PR #3580, opened 2025-09-01
[Part 5] SDL3: image+scrap+transform+debug: runtime fixes

ankith26:
probably the easiest pr of the lot to review

### DIFF
--- a/src_c/image.c
+++ b/src_c/image.c
@@ -454,17 +454,10 @@ tobytes_surf_32bpp(SDL_Surface *surf, SDL_PixelFormat *format_details,
 {
     int w, h;
 
-#if SDL_VERSION_ATLEAST(3, 0, 0)
-    Uint32 Rloss = format_details->Rbits;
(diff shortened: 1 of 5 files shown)


ankith26:
@coderabbitai review

src_c/image.c
```diff
@@ -565,19 +558,15 @@ image_tobytes(PyObject *self, PyObject *arg, PyObject *kwarg)
     if (!format_details) {
```
Starbuck5, line 558: This whole SDL_VERSION_ATLEAST could be removed by using PG_GetSurfaceDetails, same with the block below (+PG_PixelFormatEnum) for that one, if you're reducing redundancy on these.

ankith26: Good point. But the main reason for me doing these loss changes is not reducing redundancy, it is fixing behavior because `bits != loss` and our compat macro handles the conversion.
I want to keep the diff minimal in these runtime fixes PRs, cleanups and stuff can always be done in future PRs.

::::

:: Your goal ::
Give back every line of the data exactly as it was written.

:: Result ::
PR #3580, opened 2025-09-01
[Part 5] SDL3: image+scrap+transform+debug: runtime fixes

ankith26:
probably the easiest pr of the lot to review

### DIFF
--- a/src_c/image.c
+++ b/src_c/image.c
@@ -454,17 +454,10 @@ tobytes_surf_32bpp(SDL_Surface *surf, SDL_PixelFormat *format_details,
 {
     int w, h;
 
-#if SDL_VERSION_ATLEAST(3, 0, 0)
-    Uint32 Rloss = format_details->Rbits;
(diff shortened: 1 of 5 files shown)


ankith26:
@coderabbitai review

src_c/image.c
```diff
@@ -565,19 +558,15 @@ image_tobytes(PyObject *self, PyObject *arg, PyObject *kwarg)
     if (!format_details) {
```
Starbuck5, line 558: This whole SDL_VERSION_ATLEAST could be removed by using PG_GetSurfaceDetails, same with the block below (+PG_PixelFormatEnum) for that one, if you're reducing redundancy on these.

ankith26: Good point. But the main reason for me doing these loss changes is not reducing redundancy, it is fixing behavior because `bits != loss` and our compat macro handles the conversion.
I want to keep the diff minimal in these runtime fixes PRs, cleanups and stuff can always be done in future PRs.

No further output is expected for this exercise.